Nach Angaben des britischen Verteidigungsministeriums hofft die russische Führung, dass die dem Ministerium angeschlossenen Privatarmeen irgendwann Wagner ersetzen können. Aber wenn das tatsächlich die Absicht ist, läuft es vorerst nicht gerade reibungslos. Erfahrene Kämpfer verlassen Wagner manchmal, beispielsweise weil sie bei Organisationen wie Redoet mehr bezahlt werden. Auch die Privatarmeen haben ihre Netze in den Straflagern ausgeworfen, da Wagner dort nun keine Häftlinge mehr rekrutieren darf. Doch die meisten der mehr als ein Dutzend Privatarmeen, die in der Ukraine kämpfen, zählen nur ein paar Hundert Kämpfer.
Wie Wagner haben auch die dem Ministerium lose angeschlossenen Freiwilligenbataillone einen schlechten Ruf.
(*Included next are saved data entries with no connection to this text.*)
PR #597, opened 2016-02-08
Fix log method in transport serialization error handling.

hozn:
The error handler on dispatch is swallowing exceptions and never raising SerializationError due to "AttributeError: '_TxaioLogWrapper' object has no attribute 'failure'" being fired in the exception handling routine.


meejah:
thanks!

PR #600, opened 2016-02-13
fix error message

AndrewSamokhvalov:


oberstet:
No, we use structured logging, which doesn't preformat log messages

PR #1645, opened 2024-07-29
This branch pins setuptools to 70.0.0

manand881:
which is a wellknown stable version of setuptools
and has been done to avoid issues such as the one
in the link given below

https://github.com/pypa/setuptools/issues/4519


dimbleby:
setuptools wants you not to do this https://github.com/pypa/setuptools/pull/4524

dimbleby:
Also you've put the bound in the wrong place to do anything about build issues anyway

oberstet:
sorry, this is just some hack in my eyes .. whatever the actual issue is .. if there is one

Der Vorteil für das Ministerium besteht darin, dass es sagen kann, dass es für die von ihnen begangenen Kriegsverbrechen nicht verantwortlich ist. Gleiches gilt für die Verluste der Bataillone. Sie liegen auch nicht in der Verantwortung der militärischen Führung.
Finanzierung durch Oligarchen
Ein weiterer Vorteil für den Kreml besteht darin, dass einige Freiwilligenarmeen von russischen Oligarchen finanziert werden. Berichten zufolge erhält Redoet beispielsweise finanzielle Unterstützung von Gennadi Timtschenko, einem alten Freund von Präsident Putin, und dem Aluminiumbaron Oleg Deripaska.
Es ist eine großartige Möglichkeit, Ihre Loyalität gegenüber Putin zu beweisen, der zu Beginn des Krieges eine Tirade gegen Geschäftsleute übte, die in Russland ihr Geld verdienen, aber „Austern und …“ Gänseleber Essen an der Riviera‘. Gleichzeitig bauen die Kreditgeber lukrative Beziehungen zu mächtigen Persönlichkeiten des Militärs und des Verteidigungsministeriums auf.
„Es heißt, wenn es zu einem Machtkampf kommt, ist es nützlich, eine eigene Armee zu haben.“ „Deshalb denken Leute, die Geld haben, dass es ‚cool‘ ist, eine eigene Armee zu gründen“, spottete Prigoschin. Doch vorerst macht er sich keine allzu großen Sorgen um seine „Mini-Konkurrenten“. Wagner bleibt vorerst die mit Abstand größte Söldnerarmee, auch wenn nach US-Schätzungen in den letzten Monaten fast die Hälfte der 40.000 Kämpfer gestorben sind.